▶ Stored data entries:
-------
PR #497, opened 2022-10-06
add a configurable option to switch yaml parser between yaml and utilyaml

nnmin-aws:
Add a configurable option to switch yaml parser between yaml and utilyaml. refer to https://github.com/kubernetes-sigs/aws-iam-authenticator/pull/455

### DIFF
--- a/pkg/mapper/configmap/configmap.go
+++ b/pkg/mapper/configmap/configmap.go
@@ -115,15 +115,19 @@ func ParseMap(m map[string]string) (userMappings []config.UserMapping, roleMappi
 	rawUserMappings := make([]config.UserMapping, 0)
 	userMappings = make([]config.UserMapping, 0)
 	if userData, ok := m["mapUsers"]; ok {
-		userJson, err := utilyaml.ToJSON([]byte(userData))
+		if EKSYaml {
+			//use Lenient Yaml Parser
+			err = yaml.Unmarshal([]byte(userData), &rawUserMappings)
+		} else {
+			//use Strict Yaml Parser
+			userJson, err := utilyaml.ToJSON([]byte(userData))
+			if err == nil {
+				err = json.Unmarshal(userJson, &rawUserMappings)
+			}
+		}
 		if err != nil {
 			errs = append(errs, err)
 		} else {
-			err = json.Unmarshal(userJson, &rawUserMappings)
-			if err != nil {
-				errs = append(errs, err)
-			}
-
 			for _, userMapping := range rawUserMappings {
 				err = userMapping.Validate()
 				if err != nil {
@@ -138,15 +142,20 @@ func ParseMap(m map[string]string) (userMappings []config.UserMapping, roleMappi
 	rawRoleMappings := make([]config.RoleMapping, 0)
 	roleMappings = make([]config.RoleMapping, 0)
 	if roleData, ok := m["mapRoles"]; ok {
-		roleJson, err := utilyaml.ToJSON([]byte(roleData))
+		if EKSYaml {
+			//use Lenient Yaml Parser
+			err = yaml.Unmarshal([]byte(roleData), &rawRoleMappings)
+		} else {
+			//use Strict Yaml Parser
+			roleJson, err := utilyaml.ToJSON([]byte(roleData))
+			if err == nil {
+				err = json.Unmarshal(roleJson, &rawRoleMappings)
+			}
+		}
+
 		if err != nil {
 			errs = append(errs, err)
 		} else {
-			err = json.Unmarshal(roleJson, &rawRoleMappings)
-			if err != nil {
-				errs = append(errs, err)
-			}
-
 			for _, roleMapping := range rawRoleMappings {
 				err = roleMapping.Validate()
 				if err != nil {
--- a/pkg/mapper/configmap/mapper.go
+++ b/pkg/mapper/configmap/mapper.go
@@ -13,7 +13,10 @@ type ConfigMapMapper struct {
 
 var _ mapper.Mapper = &ConfigMapMapper{}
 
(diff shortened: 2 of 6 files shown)


pkg/mapper/configmap/configmap.go
```diff
@@ -115,15 +115,19 @@ func ParseMap(m map[string]string) (userMappings []config.UserMapping, roleMappi
 	rawUserMappings := make([]config.UserMapping, 0)
 	userMappings = make([]config.UserMapping, 0)
 	if userData, ok := m["mapUsers"]; ok {
-		userJson, err := utilyaml.ToJSON([]byte(userData))
+		if LenientYamlEKS {
```
nckturner, line 118: IMO one improvement would be push this logic into a utility.  We can have a `pkg/config/yaml` which includes our own implementation of yaml.Unmarshal which makes this decision based on a struct variable.  Then its set when the struct is initialized and we can do that once when authenticator starts up based on the flag value.

pkg/mapper/configmap/configmap.go
```diff
@@ -115,15 +115,19 @@ func ParseMap(m map[string]string) (userMappings []config.UserMapping, roleMappi
...
+			//use Lenient Yaml Parser
+			err = yaml.Unmarshal([]byte(userData), &rawUserMappings)
+		} else {
+			//use Strict Yaml Parser
```
wongma7, line 122: lenient/strict is not 100% accurate, the "lenient" parser is case insensitive, but it does not konw how to deal with `username: {{SessionName}}`, it expects quotes like`username: "{{SessionName}}"`

can we have a test case for the {{SessionName}} issue, I'll try to find a link to it. But basically we are using {{ in the golang template sense, but {{ also has a meaning in the yaml sense https://yaml.org/spec/1.2.2/#flow-mappings

nnmin-aws: thank you for the comments. there are test yamls https://github.com/kubernetes-sigs/aws-iam-authenticator/tree/master/pkg/mapper/configmap/yaml. do they cover the case you mentioned? this cr is to include https://github.com/kubernetes-sigs/aws-iam-authenticator/pull/455 on master branch, it is only on release-0.5 branch now.

> lenient/strict is not 100% accurate, the "lenient" parser is case insensitive, but it does not konw how to deal with `username: {{SessionName}}`, it expects quotes like`username: "{{SessionName}}"`
> 
> can we have a test case for the {{SessionName}} issue, I'll try to find a link to it. But basically we are using {{ in the golang template sense, but {{ also has a meaning in the yaml sense https://yaml.org/spec/1.2.2/#flow-mappings

thank you for the comments. there are test yamls https://github.com/kubernetes-sigs/aws-iam-authenticator/tree/master/pkg/mapper/configmap/yaml. do they cover the case you mentioned? this cr is to include https://github.com/kubernetes-sigs/aws-iam-authenticator/pull/455 on master branch, it is only on release-0.5 branch now.

pkg/mapper/configmap/configmap.go
nnmin-aws: > IMO one improvement would be push this logic into a utility. We can have a `pkg/config/yaml` which includes our own implementation of yaml.Unmarshal which makes this decision based on a struct variable. Then its set when the struct is initialized and we can do that once when authenticator starts up based on the flag value.

thank you for the comments. this can be a future goal to build a `pkg/config/yaml` if there are more changes about yaml parsing.

pkg/mapper/configmap/mapper.go
```diff
@@ -13,7 +13,10 @@ type ConfigMapMapper struct {
 
 var _ mapper.Mapper = &ConfigMapMapper{}
 
+var LenientYamlEKS = false
```
minj131, line 16: What's the reasoning for this global exported variable here?

pkg/mapper/configmap/configmap.go
minj131: +1 for this idea, also could make a case where any other need for it would just be able to import it from pkg

nnmin-aws: This is only short term fix to solve certain case in EKS configmap parsing.  We are working on long term solution for this. Given essentially it is a short-term fix, I'd like to constrain it only in configmap.go. Because if exposed in a new package, we can't control how the new package will be used potentially. It is harder to clean it up in future.

pkg/mapper/configmap/configmap.go
nnmin-aws: yep the testes cases are here https://github.com/kubernetes-sigs/aws-iam-authenticator/pull/497/files#diff-8b827dc0fc13d692520fe80df4d6a52e15b065812a9f4a7b906f3ded58afd865R92

pkg/mapper/configmap/mapper.go
nnmin-aws: it is only meaningful in this file. it is a short term fix for EKS configmap

minj131: Thoughts on making it unexportable then if it's only meaningful in this package?

pkg/mapper/configmap/configmap.go
```diff
@@ -115,15 +115,19 @@ func ParseMap(m map[string]string) (userMappings []config.UserMapping, roleMappi
 	rawUserMappings := make([]config.UserMapping, 0)
 	userMappings = make([]config.UserMapping, 0)
 	if userData, ok := m["mapUsers"]; ok {
-		userJson, err := utilyaml.ToJSON([]byte(userData))
+		if EKSYaml {
+			//use Lenient Yaml Parser
```
nckturner, line 119: Remove or update comments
-------
▶ Exercise brief: Retype the records above in full, exactly.

▶ Written answer:
PR #497, opened 2022-10-06
add a configurable option to switch yaml parser between yaml and utilyaml

nnmin-aws:
Add a configurable option to switch yaml parser between yaml and utilyaml. refer to https://github.com/kubernetes-sigs/aws-iam-authenticator/pull/455

### DIFF
--- a/pkg/mapper/configmap/configmap.go
+++ b/pkg/mapper/configmap/configmap.go
@@ -115,15 +115,19 @@ func ParseMap(m map[string]string) (userMappings []config.UserMapping, roleMappi
 	rawUserMappings := make([]config.UserMapping, 0)
 	userMappings = make([]config.UserMapping, 0)
 	if userData, ok := m["mapUsers"]; ok {
-		userJson, err := utilyaml.ToJSON([]byte(userData))
+		if EKSYaml {
+			//use Lenient Yaml Parser
+			err = yaml.Unmarshal([]byte(userData), &rawUserMappings)
+		} else {
+			//use Strict Yaml Parser
+			userJson, err := utilyaml.ToJSON([]byte(userData))
+			if err == nil {
+				err = json.Unmarshal(userJson, &rawUserMappings)
+			}
+		}
 		if err != nil {
 			errs = append(errs, err)
 		} else {
-			err = json.Unmarshal(userJson, &rawUserMappings)
-			if err != nil {
-				errs = append(errs, err)
-			}
-
 			for _, userMapping := range rawUserMappings {
 				err = userMapping.Validate()
 				if err != nil {
@@ -138,15 +142,20 @@ func ParseMap(m map[string]string) (userMappings []config.UserMapping, roleMappi
 	rawRoleMappings := make([]config.RoleMapping, 0)
 	roleMappings = make([]config.RoleMapping, 0)
 	if roleData, ok := m["mapRoles"]; ok {
-		roleJson, err := utilyaml.ToJSON([]byte(roleData))
+		if EKSYaml {
+			//use Lenient Yaml Parser
+			err = yaml.Unmarshal([]byte(roleData), &rawRoleMappings)
+		} else {
+			//use Strict Yaml Parser
+			roleJson, err := utilyaml.ToJSON([]byte(roleData))
+			if err == nil {
+				err = json.Unmarshal(roleJson, &rawRoleMappings)
+			}
+		}
+
 		if err != nil {
 			errs = append(errs, err)
 		} else {
-			err = json.Unmarshal(roleJson, &rawRoleMappings)
-			if err != nil {
-				errs = append(errs, err)
-			}
-
 			for _, roleMapping := range rawRoleMappings {
 				err = roleMapping.Validate()
 				if err != nil {
--- a/pkg/mapper/configmap/mapper.go
+++ b/pkg/mapper/configmap/mapper.go
@@ -13,7 +13,10 @@ type ConfigMapMapper struct {
 
 var _ mapper.Mapper = &ConfigMapMapper{}
 
(diff shortened: 2 of 6 files shown)


pkg/mapper/configmap/configmap.go
```diff
@@ -115,15 +115,19 @@ func ParseMap(m map[string]string) (userMappings []config.UserMapping, roleMappi
 	rawUserMappings := make([]config.UserMapping, 0)
 	userMappings = make([]config.UserMapping, 0)
 	if userData, ok := m["mapUsers"]; ok {
-		userJson, err := utilyaml.ToJSON([]byte(userData))
+		if LenientYamlEKS {
```
nckturner, line 118: IMO one improvement would be push this logic into a utility.  We can have a `pkg/config/yaml` which includes our own implementation of yaml.Unmarshal which makes this decision based on a struct variable.  Then its set when the struct is initialized and we can do that once when authenticator starts up based on the flag value.

pkg/mapper/configmap/configmap.go
```diff
@@ -115,15 +115,19 @@ func ParseMap(m map[string]string) (userMappings []config.UserMapping, roleMappi
...
+			//use Lenient Yaml Parser
+			err = yaml.Unmarshal([]byte(userData), &rawUserMappings)
+		} else {
+			//use Strict Yaml Parser
```
wongma7, line 122: lenient/strict is not 100% accurate, the "lenient" parser is case insensitive, but it does not konw how to deal with `username: {{SessionName}}`, it expects quotes like`username: "{{SessionName}}"`

can we have a test case for the {{SessionName}} issue, I'll try to find a link to it. But basically we are using {{ in the golang template sense, but {{ also has a meaning in the yaml sense https://yaml.org/spec/1.2.2/#flow-mappings

nnmin-aws: thank you for the comments. there are test yamls https://github.com/kubernetes-sigs/aws-iam-authenticator/tree/master/pkg/mapper/configmap/yaml. do they cover the case you mentioned? this cr is to include https://github.com/kubernetes-sigs/aws-iam-authenticator/pull/455 on master branch, it is only on release-0.5 branch now.

> lenient/strict is not 100% accurate, the "lenient" parser is case insensitive, but it does not konw how to deal with `username: {{SessionName}}`, it expects quotes like`username: "{{SessionName}}"`
> 
> can we have a test case for the {{SessionName}} issue, I'll try to find a link to it. But basically we are using {{ in the golang template sense, but {{ also has a meaning in the yaml sense https://yaml.org/spec/1.2.2/#flow-mappings

thank you for the comments. there are test yamls https://github.com/kubernetes-sigs/aws-iam-authenticator/tree/master/pkg/mapper/configmap/yaml. do they cover the case you mentioned? this cr is to include https://github.com/kubernetes-sigs/aws-iam-authenticator/pull/455 on master branch, it is only on release-0.5 branch now.

pkg/mapper/configmap/configmap.go
nnmin-aws: > IMO one improvement would be push this logic into a utility. We can have a `pkg/config/yaml` which includes our own implementation of yaml.Unmarshal which makes this decision based on a struct variable. Then its set when the struct is initialized and we can do that once when authenticator starts up based on the flag value.

thank you for the comments. this can be a future goal to build a `pkg/config/yaml` if there are more changes about yaml parsing.

pkg/mapper/configmap/mapper.go
```diff
@@ -13,7 +13,10 @@ type ConfigMapMapper struct {
 
 var _ mapper.Mapper = &ConfigMapMapper{}
 
+var LenientYamlEKS = false
```
minj131, line 16: What's the reasoning for this global exported variable here?

pkg/mapper/configmap/configmap.go
minj131: +1 for this idea, also could make a case where any other need for it would just be able to import it from pkg

nnmin-aws: This is only short term fix to solve certain case in EKS configmap parsing.  We are working on long term solution for this. Given essentially it is a short-term fix, I'd like to constrain it only in configmap.go. Because if exposed in a new package, we can't control how the new package will be used potentially. It is harder to clean it up in future.

pkg/mapper/configmap/configmap.go
nnmin-aws: yep the testes cases are here https://github.com/kubernetes-sigs/aws-iam-authenticator/pull/497/files#diff-8b827dc0fc13d692520fe80df4d6a52e15b065812a9f4a7b906f3ded58afd865R92

pkg/mapper/configmap/mapper.go
nnmin-aws: it is only meaningful in this file. it is a short term fix for EKS configmap

minj131: Thoughts on making it unexportable then if it's only meaningful in this package?

pkg/mapper/configmap/configmap.go
```diff
@@ -115,15 +115,19 @@ func ParseMap(m map[string]string) (userMappings []config.UserMapping, roleMappi
 	rawUserMappings := make([]config.UserMapping, 0)
 	userMappings = make([]config.UserMapping, 0)
 	if userData, ok := m["mapUsers"]; ok {
-		userJson, err := utilyaml.ToJSON([]byte(userData))
+		if EKSYaml {
+			//use Lenient Yaml Parser
```
nckturner, line 119: Remove or update comments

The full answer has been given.